Hi, I am new to pytorch. I am trying to implement a text summarization model. As an input feature, I would like to concatenate one hot vector with word embeddings. For example, my dataset is like this 0 Mr. Clinton is teaching Algebra to the students. 1 Monkeys are playing around in the garden.
I want to concatenate words in the sentence with their hot vectors as an input to nn.embedding module ’Mr’ + [1,0,0,0], ‘Clinton’ + [1,0,0,0]… ’Monkeys’ + [0,1,0,0], ‘are’ + [0,1,0,0]…
How can I achieve this?
Any suggestion would be helpful. Thanks in advance
nn.Embedding() takes indices of words as input and gives it’s embedding as output.
The question is not clear. here are two things to clarify:
By your question, I understand that you want to concatenate each word’s embedding with its one-hot vector. Is that right? In that case, the output of the nn.Embedding() layer should be concatenated with one hot vector.
In your example, you have appended ‘Mr’, ‘Clinton’ both with [0,0,0,0]. Is it intentional to have same index for these words?
Yes, I want to concatenate each word’s embedding with one hot vector. Basically, each sentence in the dataset is represented by one value which ranges from 0(min) to 3(max). First I am converting these numbers into one hot vector i.e. 0 = [1,0,0,0], 1 = [0,1,0,0], 2=[0,0,1,0] and 3 = [0,0,0,1]
I know that the output of nn.embedding layer must be concatenated with one hot vector, but I do not understand how can I achieve it for every single word of sentence.
For your second point, yes it is intentional to concatenate same index of that particular sentence with each word in that line.so if the dataset has following lines.
0 Mr.
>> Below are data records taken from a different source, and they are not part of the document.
PR #1148, opened 2019-10-24
just testing, nothing to see here ;)

Saviq:

PR #1152, opened 2019-10-25
[travis] publish `trying` builds on its PR

Saviq:


tools/report_build.py
```diff
@@ -245,31 +286,49 @@ class RepoCall(GitHubV3Call):
...
 
 
-class UpdateCommitComment(RepoCall):
+class UpdateCommitComment(RepoCall, CommentURLMixin):
     def run(self, variables={}):
         super().run(variables)
-        return (self._repo.get_comment(
+        self.data = self._repo.get_comment(
+            self._vars(variables)["databaseId"])
+        (self._repo.get_comment(
```
ricab: This seems forgotten, `edit` should just be called on `self.data`.

tools/report_build.py
```diff
@@ -347,18 +410,19 @@ def main():
             # found a recent commit we can update
             for line in event["node"]["body"].splitlines():
                 # include all builds with a different build_type
-                if not line.startswith(args.build_type):
+                if not line.startswith(f"{args.build_type} "):
```
ricab: Why the change? What difference does the space make?

Saviq: In case of "Type" and "Type2", "Type" would take "Type2" over when updating the comment.

This is not entirely future-proof, but good enough for the formatting we have now.

tools/report_build.py
Saviq: Fixed.

tools/report_build.py
ricab: OK, fair enough

Saviq:
> OK, lgtm. Delegating as I'm not sure if you still want to do something about the label discrepancy here.
Just want to wait for [the `bors try`](https://travis-ci.org/CanonicalLtd/multipass/builds/602899644) to complete on #1148, it should report here (because that's the last PR for the commit).

Thanks!

.travis.yml
```diff
@@ -64,12 +64,19 @@ before_install:
...
-    # other branches only publish on the commits
+    # other branches publish on the commits by default
     # skip staging as the same commit will be published from master if all is good
     elif [[ "${TRAVIS_EVENT_TYPE}" == "push" \
             && "${TRAVIS_BRANCH}" != "staging" ]]; then
       MULTIPASS_PUBLISH="true"
 
+      # except for `trying`, which publishes on the parent's PR
+      if [[ "${TRAVIS_BRANCH}" == "trying" \
+            && "${TRAVIS_COMMIT_MESSAGE}" =~ ^Try\ #([0-9]+): ]]; then
```
Saviq: @ricab one thing I realized I forgot:

```suggestion
        MULTIPASS_SNAP_CHANNEL="edge/pr${BASH_REMATCH[1]}"
```

This makes the channel different from the build label, but consistent in terms of snap channels, which I think is more important. I could also just keep the build label `pr*`, so it's consistent regardless if it's a PR build or a `trying` one… WDYT?

ricab: Hmm so without this, a trying snap wouldn't be published in snapcraft, right? Do we really need it there? With this, it would overwrite the snap in the corresponding pr channel, correct?

If so, I think I'd prefer a separate `edge/tryXYZ` channel, to keep the distinction transparent and consistent with the build label. If there is any difference between that and the previous PR build, better be able to investigate it. Otherwise, what's the real point of publishing? 

I recognize the proliferation of snap channels, but I think that is fair reflex of the many sorts of build uploads.

Saviq: @ricab we only really need `bors try` on external contributions, on which the PR builds won't get published in the store because of the lack of credentials.

Saviq: Oh and the only difference between a PR build and a `bors try` build would be the merge commit, so in the package - the version string. And even if a channel is "overwritten", collaborators have access to previous revisions via `snap install --revision`.

The argument for keeping it under the `edge/pr*` branch is to avoid reviewers having to check / remember. The most recent build for a PR, whether from a `pull_request` travis build, or a `bors try` one, would be published in the `edge/pr<number>` channel.

Maybe the `try` build label is an unnecessary distinction?

Saviq: > I am not sure I follow. We use `bors try` ourselves sometimes. But if the only use would fail uploading to the store, why attempt to upload in the first place?

It's exactly `bors try` that won't fail to upload, as opposed to a `pull_request` build from outside of the CanonicalLtd/multipass repository (for security reasons - we can't run untrusted code with credentials). `bors try` means that someone has looked at the code and verified there's nothing malicious in it and it's safe to run with credentials, we can very well publish for testing. When the PR is "internal", `bors try` does virtually the same thing a normal PR run does.

> OK, but then what is the use of publishing it?

Testing, no?

ricab: Ah ok, much clearer now. 

Well, if there is no reason to distinguish snap channels, indeed I'd expect no real reason to distinguish snap package names. So yeah, IMO it should be coherent: either `try*` or `pr*` in both label and channel.

Saviq:
snap try

Saviq:
bors try

Saviq:
Once more, with feeling.

bors try

PR #1154, opened 2019-10-28
[mount] fix mounting to a default target (Fixes #1145)

### LINKED ISSUE #1145: `mount` requires a target path
When the help states:
```
  target                           Target mount points, in <name>[:<path>]
                                   format, where <name> is an instance name, and
                                   optional <path> is the mount point. If
                                   omitted, the mount point will be the same as
                                   the source's absolute path
```

Saviq:


src/client/cli/cmd/mount.cpp
```diff
@@ -153,12 +153,12 @@ mp::ParseCode cmd::Mount::parse_args(mp::ArgParser* parser)
...
     for (auto i = 1; i < parser->positionalArguments().count(); ++i)
     {
-        auto parsed_target = QString(parser->positionalArguments().at(i)).split(":");
+        auto parsed_target = QString(parser->positionalArguments().at(i)).split(":", QString::SkipEmptyParts);
 
         auto entry = request.add_target_paths();
         entry->set_instance_name(parsed_target.at(0).toStdString());
 
-        if (parsed_target.count() == 1)
+        if (parsed_target.count())
```
townsend2010: This doesn't work.
`$ multipass mount ~/Downloads/ foo:Downloads` will still mount it in the absolute path of the source, but it should be in the `ubuntu` user's directory.

I think it still should be `== 1` here since that indicates *only* the instance name was found.

Saviq: Of course, bad refactoring on my part. Fixed.

PR #1155, opened 2019-10-29
[travis] fix release handling

Saviq:
We incorrectly published on PRs of `release/0.9` branches, and the version determination required for `release/*` to be a local ref instead of one in the `origin` remote.

---

Testing:
1. `MULTIPASS_UNLOCK` is required on a `release/*` branch
   ```console
   $ git checkout -b release/0.0
   $ cmake .
   # ...
   CMake Error at CMakeLists.txt:87 (message):
     You need to set MULTIPASS_UPSTREAM for a release build.

     Use an empty string to make local the authoritative repository.
   ```
1. setting `MULTIPASS_UPSTREAM=origin` makes it ignore the `release/*` branch
   ```console
   $ git checkout -b release/0.0
   $ MULTIPASS_UPSTREAM=origin cmake .
   # ...
   -- Setting version to: 1.1.0-dev.84+g4a33a0a9
   $ git tag -as v0.0.0 -m Foo
   $ MULTIPASS_UPSTREAM=origin cmake .
   # ...
   -- Setting version to: 1.1.0-dev.84+g4a33a0a9
   $ git tag -d v0.0.0
   ```

1. setting `MULTIPASS_UPSTREAM=` makes it respect the `release/*` branch
   ```console
   $ git checkout -b release/0.0
   $ MULTIPASS_UPSTREAM=origin cmake .
   # ...
   -- Setting version to: 1.1.0-rc.84+g4a33a0a9
   $ git tag -as v0.0.0 -m Foo
   $ MULTIPASS_UPSTREAM=origin cmake .
   # ...
   -- Setting version to: 0.0.0
   $ git tag -d v0.0.0
   ```

1. `release/*` pull requests don't get published
   ```console
   ( python3 -c 'import yaml
   t = yaml.safe_load(open(".travis.yml")) 
   print("\n".join(t["env"]["global"]))
   print(t["before_install"][0])'
   for var in PUBLISH BUILD_LABEL SNAP_CHANNEL REPORT_OPTIONS; do
     echo "echo MULTIPASS_${var}=\${MULTIPASS_${var}}"
   done
   ) \
   | env TRAVIS_SECURE_ENV_VARS=true TRAVIS_EVENT_TYPE=pull_request TRAVIS_PULL_REQUEST=123 TRAVIS_PULL_REQUEST_BRANCH=release/0.0 bash

   MULTIPASS_PUBLISH=               # rather than "true"
   MULTIPASS_BUILD_LABEL=pr123
   MULTIPASS_SNAP_CHANNEL=          # rather than "edge/pr123"
   MULTIPASS_REPORT_OPTIONS=
   ```

1. `release/*` pushes still get published on `--branch`
   ```console
   ( python3 -c 'import yaml
   t = yaml.safe_load(open(".travis.yml")) 
   print("\n".join(t["env"]["global"]))
   print(t["before_install"][0])'
   for var in PUBLISH BUILD_LABEL SNAP_CHANNEL REPORT_OPTIONS; do
     echo "echo MULTIPASS_${var}=\${MULTIPASS_${var}}"
   done
   ) \
   | env TRAVIS_SECURE_ENV_VARS=true TRAVIS_EVENT_TYPE=push TRAVIS_BRANCH=release/0.0 bash
   MULTIPASS_PUBLISH=true
   MULTIPASS_BUILD_LABEL=
   MULTIPASS_SNAP_CHANNEL=candidate/0.0
   MULTIPASS_REPORT_OPTIONS=--branch
   ```

### DIFF
--- a/.travis.yml
+++ b/.travis.yml
@@ -12,6 +12,8 @@ env:
   # regexes for release branch and tag
   - MULTIPASS_RELEASE_BRANCH_PATTERN="^release/([0-9\.]+)$"
   - MULTIPASS_RELEASE_TAG_PATTERN="^v([0-9]+\.[0-9]+)\.[0-9]+$"
+  # upstream to use as reference for release version matching
+  - MULTIPASS_UPSTREAM="origin"
   # build label added to the version string
   - MULTIPASS_BUILD_LABEL=""
   # whether to publish the built packages
--- a/.travis.yml
+++ b/.travis.yml
@@ -51,17 +51,18 @@ before_install:
 
     # when it's a release branch or tag
     if [[ "${TRAVIS_BRANCH}" =~ ${MULTIPASS_RELEASE_BRANCH_PATTERN} \
+          || "${TRAVIS_PULL_REQUEST_BRANCH}" =~ ${MULTIPASS_RELEASE_BRANCH_PATTERN} \
           || "${TRAVIS_BRANCH}" =~ ${MULTIPASS_RELEASE_TAG_PATTERN} ]]; then
 
-      # publish pushes on candidate/*
+      # only publish pushes, on candidate/*
       if [ "${TRAVIS_EVENT_TYPE}" == "push" ]; then
         MULTIPASS_PUBLISH="true"
         MULTIPASS_SNAP_CHANNEL="candidate/${BASH_REMATCH[1]}"
-      fi
 
-      # but report on the PR if it's a release branch
-      if [[ "${TRAVIS_BRANCH}" == release/* ]]; then
-        MULTIPASS_REPORT_OPTIONS+=("--branch" "${TRAVIS_BRANCH}")
+        # but report on the PR if it's a release branch
+        if [[ "${TRAVIS_BRANCH}" == release/* ]]; then
+          MULTIPASS_REPORT_OPTIONS+=("--branch" "${TRAVIS_BRANCH}")
+        fi
       fi
 
     # other branches publish on the commits by default
@@ -78,7 +79,7 @@ before_install:
         MULTIPASS_REPORT_OPTIONS+=("--parent")
       fi
 
-    # non-release publish on edge/pr*
+    # publish all other PRs on edge/pr*
     elif [ "${TRAVIS_EVENT_TYPE}" == "pull_request" ]; then
       MULTIPASS_PUBLISH="true"
       MULTIPASS_SNAP_CHANNEL="edge/${MULTIPASS_BUILD_LABEL}"
--- a/CMakeLists.txt
+++ b/CMakeLists.txt
@@ -62,7 +62,7 @@ add_subdirectory(3rd-party)
 find_package(Qt5 COMPONENTS Core Network Widgets REQUIRED)
 
 function(determine_version OUTPUT_VARIABLE)
-  execute_process(COMMAND git describe --all --match release/*
+  execute_process(COMMAND git describe --all --match origin/release/*
                   WORKING_DIRECTORY ${CMAKE_SOURCE_DIR}
                   ERROR_QUIET
                   OUTPUT_VARIABLE GIT_BRANCH
--- a/CMakeLists.txt
+++ b/CMakeLists.txt
@@ -62,7 +62,13 @@ add_subdirectory(3rd-party)
 find_package(Qt5 COMPONENTS Core Network Widgets REQUIRED)
 
 function(determine_version OUTPUT_VARIABLE)
-  execute_process(COMMAND git describe --all --match origin/release/*
+  # default to the "origin" remote when checking for release status
+  set(MULTIPASS_UPSTREAM $ENV{MULTIPASS_UPSTREAM})
+  if(NOT MULTIPASS_UPSTREAM)
+    set(MULTIPASS_UPSTREAM origin)
+  endif()
+
+  execute_process(COMMAND git describe --all --match ${MULTIPASS_UPSTREAM}/release/*
                   WORKING_DIRECTORY ${CMAKE_SOURCE_DIR}
                   ERROR_QUIET
                   OUTPUT_VARIABLE GIT_BRANCH
--- a/CMakeLists.txt
+++ b/CMakeLists.txt
@@ -62,32 +62,38 @@ add_subdirectory(3rd-party)
 find_package(Qt5 COMPONENTS Core Network Widgets REQUIRED)
 
 function(determine_version OUTPUT_VARIABLE)
-  # default to the "origin" remote when checking for release status
+  # use upstream repo as the authoritative reference when checking for release status
+  # set MULTIPASS_UPSTREAM="*" to use the local repository
   set(MULTIPASS_UPSTREAM $ENV{MULTIPASS_UPSTREAM})
-  if(NOT MULTIPASS_UPSTREAM)
-    set(MULTIPASS_UPSTREAM origin)
+  if(MULTIPASS_UPSTREAM)
+    set(MULTIPASS_UPSTREAM "${MULTIPASS_UPSTREAM}/")
   endif()
 
-  execute_process(COMMAND git describe --all --match ${MULTIPASS_UPSTREAM}/release/*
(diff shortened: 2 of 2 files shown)


.travis.yml
```diff
@@ -51,17 +51,18 @@ before_install:
 
     # when it's a release branch or tag
     if [[ "${TRAVIS_BRANCH}" =~ ${MULTIPASS_RELEASE_BRANCH_PATTERN} \
+          || "${TRAVIS_PULL_REQUEST_BRANCH}" =~ ${MULTIPASS_RELEASE_BRANCH_PATTERN} \
```
ricab: This is getting hard to follow. Right now the branching is all intertwined:

```
if branch...
  if even_type...
    if branch
elif event... and branch...
  if branch...
elif event...
```

And `TRAVIS_PULL_REQUEST_BRANCH` itself depends on the event type. 

Could this be reorganized/simplified, so that tests for even type would be in one level, tests for branch in another, etc.? To get closer to a table structure, with non-overlapping cases and sub-cases.

CMakeLists.txt
```diff
@@ -47,7 +47,7 @@ add_subdirectory(3rd-party)
 find_package(Qt5 COMPONENTS Core Network Widgets REQUIRED)
 
 function(determine_version OUTPUT_VARIABLE)
-  execute_process(COMMAND git describe --all --match release/*
+  execute_process(COMMAND git describe --all --match origin/release/*
```
ricab: Could you please clarify what cases were malfunctioning without this?

Saviq: This only matched `release/0.9` if you had it as a local branch (i.e. `heads/release/0.9`). The new match matches on the `origin` remote (i.e. `remotes/origin/release/0.9`), so you can check out the commit alone (i.e. `git fetch origin/release/0.9; git checkout FETCH_HEAD`).

That said, I _think_ we're using newer git now when building the snap, so I should be able to use a more precise regex here instead. Will circle back.

.travis.yml
Saviq: Yeah you're right, I'll rework.

CMakeLists.txt
ricab: Yep, that's clear. I was more asking if there was something in CI or some real use-case that requires this. I am concerned that
- this assumes an `origin` remote. For instance, I don't have one with that name here (I call it `upstream`). And I could actually have a remote called `origin` pointing to some other repo (e.g. a personal fork). One way to address this would be `git describe --all --match *release/0.9`, but then there could be multiple/different remotes...
- determining the version depends on something external. It feels like it should be determined according to the repository this is run in. So, no branch named `release/0.9` there &rarr; not version 0.9 in that repo. To determine an official version, this would just need to run in a representative repository, with the required branches and tags.

On a side note, `git fetch origin/release/0.9` does not work for me, git says it "does not appear to be a git repository". But this can be tested under a branch with a different name (e.g. `git checkout -b special_branch upstream/release/0.9`).

.travis.yml
ricab: Cool, thanks!

CMakeLists.txt
Saviq: > I was more asking if there was something in CI or some real use-case that requires this

Yes, CI gets told to build a particular commit (because the referencing branch might've moved since the job was triggered).

>     * this assumes an `origin` remote. For instance, I don't have one with that name here (I call it `upstream`). And I could actually have a remote called `origin` pointing to some other repo (e.g. a personal fork).

Sure, but that's the default remote name, so not a crazy assumption. And where it really matters (CI), we're in control of the remote name.

> One way to address this would be `git describe --all --match *release/0.9`, but then there could be multiple/different remotes...

Yeah, that.

>     * determining the version depends on something external. It feels like it should be determined according to the repository this is run in. So, no branch named `release/0.9` there → not version 0.9 in that repo. To determine an official version, this would just need to run in a representative repository, with the required branches and tags.

That's exactly the problem, the context we get in CI is just the commit, and I'm arguing here that authority of whether that commit is a release candidate (or a release, for that matter) is the upstream repository (by means of a branch name, or a tag), not the local one. Of course you can spoof that by overwriting the tag or the remote, if you so wish.

An alternative is to use a CMake variable and be explicit about what constitutes a release canidate. But then it becomes a function of _how_, rather than _what_ is being built.

> On a side note, `git fetch origin/release/0.9` does not work for me, git says it "does not appear to be a git repository". But this can be tested under a branch with a different name (e.g. `git checkout -b special_branch upstream/release/0.9`).

This should've been `git fetch origin release/0.9`, sorry. And it's different to what you did in that there is no branch if you `git checkout FETCH_HEAD` - you end up in _detached_ state.

Saviq: > Ahh I see. OK, I understand it better now, I agree we need to depend on the remote then. I'd be happier with the star version then. A different remote config would affect the output, but I guess it then makes sense, and then it wouldn't depend on remote names. WDYT?

> Yeah that the command? Or yeah that there could be different remotes?

More importantly, `*` also matches `/`, so a local "foorelease/0.9" branch would also match. Which is why I'm looking at the regular expression approach (that's what I started with, but couldn't use due to older git on Core 16).

Different remotes, partial matches… Wildcards are wild.

Saviq: > Which is why I'm looking at the regular expression approach

Ugh, there isn't a regular expression approach, it's only globs. I misremembered - the difference was multiple `--match` support, not regexes.

I'd go for being explicit about `origin/` in the match, as even this:
```
git describe --all --match */release/*
```
Can be fooled by a local `foo/release/0.9` branch… It's meh that I can't do `--match refs/remotes/*/release/0.9` - that would at least limit it to remotes…

ricab: A `foo/release/0.9` branch sounds less likely than an absent (or fork-pointing) `origin`. I agree the ideal would be a regex, but failing that, IMO it makes more sense to impose restrictions on branches than on remotes.

We could rule out branches with slashes except `release/<num>` and error out in the regex when the glob pattern you mentioned (`*/release/*`) caught anything before "release" that was not a remote.

Orrr... we use `${AUTHORITATIVE_REMOTE_PREFIX}release/*` and pass that var in CI. Perhaps this would be the most sensible... WDYT?

Saviq: Yeah, how about a40e7a65f41b25d12ef3df3d6dfc251a9a1d844e?

ricab: That is a bit better, but now I need to remember to setup an environment or I get the wrong version. Don't you think it would make more sense to use local stuff and override in CI? The detached HEAD would be the special situation needing the var, and that would be in code (rather than local copies needing manual env setup).

ricab: Yeah, I think that is actually better than getting the wrong version unless you have the right remote. I will ask you to reconsider. Proposal in #1160 (using this as base).

That way working copies are more independent by default, as until now. But we can give them an overriding reference.

ricab: BTW, shouldn't the remote be used in other `describe` commands too?

Saviq: Hey @ricab, I've incorporated your proposal and tweaked it a bit:
- when `HEAD` exactly matches `release/*`, `MULTIPASS_UPSTREAM` is required
- you need to set `MULTIPASS_UPSTREAM=""` to match in the local repo

.travis.yml
Saviq: As discussed on IRC, we'll leave it as a separate step, ideally including a test suite that would run as a first step.

ricab:
Hey @Saviq, a few questions on the tests you posted:
  - `gco` is `git checkout`, right?
  - `MULTIPASS_UNLOCK` in step 3 just a typo, correct?
  - also step 3, you meant to have `MULTIPASS_UPSTREAM= cmake .` in the second cmake call, correct?

Saviq:
>     * `gco` is `git checkout`, right?

Sorry, yes, it's `zsh`'s git plugin.

>     * `MULTIPASS_UNLOCK` in step 3 just a typo, correct?

Yup.

>     * also step 3, you meant to have `MULTIPASS_UPSTREAM= cmake .` in the second cmake call, correct?

Yes.

PR #1160, opened 2019-10-30
[cmake, travis] Default to local release matching

ricab:
But support preferring a remote as the authoritative reference. Define
that remote to "origin" in travis builds.


ricab:
> Merging #1160 into fix-release-handling will decrease coverage by 0.2%

:thinking:

Saviq:
Incorporated into #1155

PR #1161, opened 2019-10-30
[launch] do not require a TTY for --cloud-init via stdin

Saviq:
---
The only place this i used is https://github.com/CanonicalLtd/multipass/blob/a91c9c9a214841ba6f97e5c99b953180f8efd8bc/src/client/cli/cmd/launch.cpp#L177-L187

TTY is not a requirement for stdio, this check is wrong.

To test:
```
$ multipass launch --cloud-init - < file
# before
error loading cloud-init config: cannot read from stdin without a TTY

# after
Launched: …
```

### DIFF
--- a/src/platform/console/terminal.cpp
+++ b/src/platform/console/terminal.cpp
@@ -58,11 +58,6 @@ bool mp::Terminal::is_live() const
 
 std::string mp::Terminal::read_all_cin()
 {
-    if (!cin_is_live())
-    {
-        throw std::runtime_error("cannot read from stdin without a TTY");
-    }
-
     std::string content;
     char arr[1024];
     while (!cin().eof())


Saviq:
I want this in our next release, impact is minimal and otherwise it'd delay our ability to switch to `strict`, for Snapcraft will rely on this.

src/platform/console/terminal.cpp
```diff
@@ -58,11 +58,6 @@ bool mp::Terminal::is_live() const
 
 std::string mp::Terminal::read_all_cin()
 {
-    if (!cin_is_live())
-    {
-        throw std::runtime_error("cannot read from stdin without a TTY");
-    }
-
```
ricab: The windows terminal sets the mode of `stdin` to binary before calling `read_all_cin()`. I am not sure what the intended effects are, but are we sure they're maintained outside of a live tty?

Saviq: Looking at [the docs for it](https://docs.microsoft.com/en-us/cpp/c-runtime-library/reference/setmode) I can't see any exceptions. It just sets the mode on the file descriptor.

ricab: Yes, but to what end? Weren't there problems with this sort of stuff in the past? Like blocking exec commands and the like? This affects newlines, so could that be a cause? Could Gerry have put this in to fix something there?

Side note:

> If you apply _setmode to the file descriptor for a stream, call _setmode before you perform any input or output operations on the stream.

I wonder what happens if we don't, I don't think we ensure it.

Saviq: > Yes, but to what end? Weren't there problems with this sort of stuff in the past? Like blocking exec commands and the like? This affects newlines, so could that be a cause?

The problems you refer to were around the metrics question being asked, which should never be shown if we're not on a tty, or when there is anything to be read from stdin, because how do we differentiate between cloud-init being read and the answer to the question. Reading stdin and interactivity are conflicting. 

`exec` commands never reach `read_all_cin()`, it's only the cloud-init input handling that does.

>  Could Gerry have put this in to fix something there?

I can only guess that this was a wrong assumption that people will only feed it in from TTYs…

> Side note:
> 
> > If you apply _setmode to the file descriptor for a stream, call _setmode before you perform any input or output operations on the stream.
> 
> I wonder what happens if we don't, I don't think we ensure it.

One may wonder ;) You could also argue that for the YAML we _should_ be translating.  But it's out of scope for this PR.

PR #1182, opened 2019-11-15
submodules/grpc: Update grpc submodule branch

townsend2010:


ricab:
Hey @townsend2010 , just to let you know I tried this to see if it would help fix the debug-build failure in disco and I got earlier errors there (in boringssl). Those appeared in both debug and release. 

In both cases the problems are caused by warnings that are promoted to errors (I guess the compiler is more thorough). I wonder if we should disable that in 3rd party stuff, since it is out of our reach...

townsend2010:
Even though this was originally my PR, the work needed to get the coverage building was done by @ricab, so I'll review this :grin:

ricab:
@townsend2010 hey, just a heads-up that I had to force-push to fix a wrong comment.

ricab:
OK, thanks @townsend2010. 

bors r+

Clinton is teaching Algebra to the students. 1 Monkeys are playing around in the garden. 3 Oxygen is essential for life on earth. 2 Honesty is the best policy.
Then concatenation should be [‘Mr. Clinton’] + [1,0,0,0] , [‘is’] + [1,0,0,0] , [‘teaching’] + [1,0,0,0], … . [‘Monkeys’] + [0,1,0,0] , [‘are’] + [0,1,0,0] , [‘playing’] + [0,1,0,0], … [‘Oxygen’] + [0,0,0,1] , [‘is’] + [0,0,0,1] , [‘essential’] + [0,0,0,1], … [‘Honesty’] + [0,0,1,0] , [‘is’] + [0,0,1,0] , [‘the’] + [0,0,1,0], …
(sorry I edited my previous post a bit, hot vectors were not represented in right manner)
But at the time of concatenation, I am getting this error 'RuntimeError: expected Variable as element 1 in argument 0, but got tuple’
As output of nn.embedding and hot vector are of different datatype.
What I am doing wrong and how can I solve this? looking for your suggestion. I am using pytorch 0.3.
As suggested by some solutions, I am trying to convert datatype of one_hot by appending .float() but it is also not working. Can someone please suggest me some solution for this.